[Collected data entries]
PR #359, opened 2026-01-21
add support for profile per user

fiji-flo:
Add a suffix based on the first 40bits of the sha256 of the user id. Fall back to the legacy name.

### DIFF
--- a/browser/extensions/felt/content/FeltProcessParent.sys.mjs
+++ b/browser/extensions/felt/content/FeltProcessParent.sys.mjs
@@ -54,6 +54,8 @@ export class FeltProcessParent extends JSProcessActorParent {
     this.firefoxReady = false;
     // Track extension ready state (extension must register its observer)
     this.extensionReady = false;
+    // Current loggedInUserInfo
+    this.loggedInUserInfo = null;
 
     this.abnormalExitCounter = 0;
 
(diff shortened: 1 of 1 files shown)


lissyx:
This is the fix for https://bugzilla.mozilla.org/show_bug.cgi?id=1990452 ?

gcp:
>This is the fix for https://bugzilla.mozilla.org/show_bug.cgi?id=1990452 ?

yes

browser/extensions/felt/content/FeltProcessParent.sys.mjs
```diff
@@ -347,22 +349,30 @@ export class FeltProcessParent extends JSProcessActorParent {
         "@mozilla.org/toolkit/profile-service;1"
       ].getService(Ci.nsIToolkitProfileService);
 
+      let profileName = await this.profileName();
       let foundProfile = null;
+
       for (let profile of profileService.profiles) {
-        if (profile.name === lazy.FeltCommon.ENTERPRISE_PROFILE) {
-          foundProfile = profile;
+        if (profile.name === profileName) {
```
gcp, line 356: I think this needs `foundProfile = profile` or you will always use the legacy profile.

gcp: ~~Unfortunately this probably can only be reasonably tested with an integration test.~~

This is testable, i.e. you can assert you are creating an encoded profile instead of a legacy one.

gcp (changes requested):

gcp (changes requested):
This looks broken.

browser/extensions/felt/content/FeltProcessParent.sys.mjs
fiji-flo: How did that got lost 🤷 

I was looking if there are any test for the existing profile.

gcp: tl;dr fails because the test framework makes the profile and even https://bugzilla.mozilla.org/show_bug.cgi?id=2011328 won't help

gcp (approved):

### REQUIRED ACTION
Lines from the one holding "gcp: ~~Unfortunately this" to the last line of the records: return these exactly, and only these.

### SOLVED EXERCISE
gcp: ~~Unfortunately this probably can only be reasonably tested with an integration test.~~

This is testable, i.e. you can assert you are creating an encoded profile instead of a legacy one.

gcp (changes requested):

gcp (changes requested):
This looks broken.

browser/extensions/felt/content/FeltProcessParent.sys.mjs
fiji-flo: How did that got lost 🤷 

I was looking if there are any test for the existing profile.

gcp: tl;dr fails because the test framework makes the profile and even https://bugzilla.mozilla.org/show_bug.cgi?id=2011328 won't help

gcp (approved):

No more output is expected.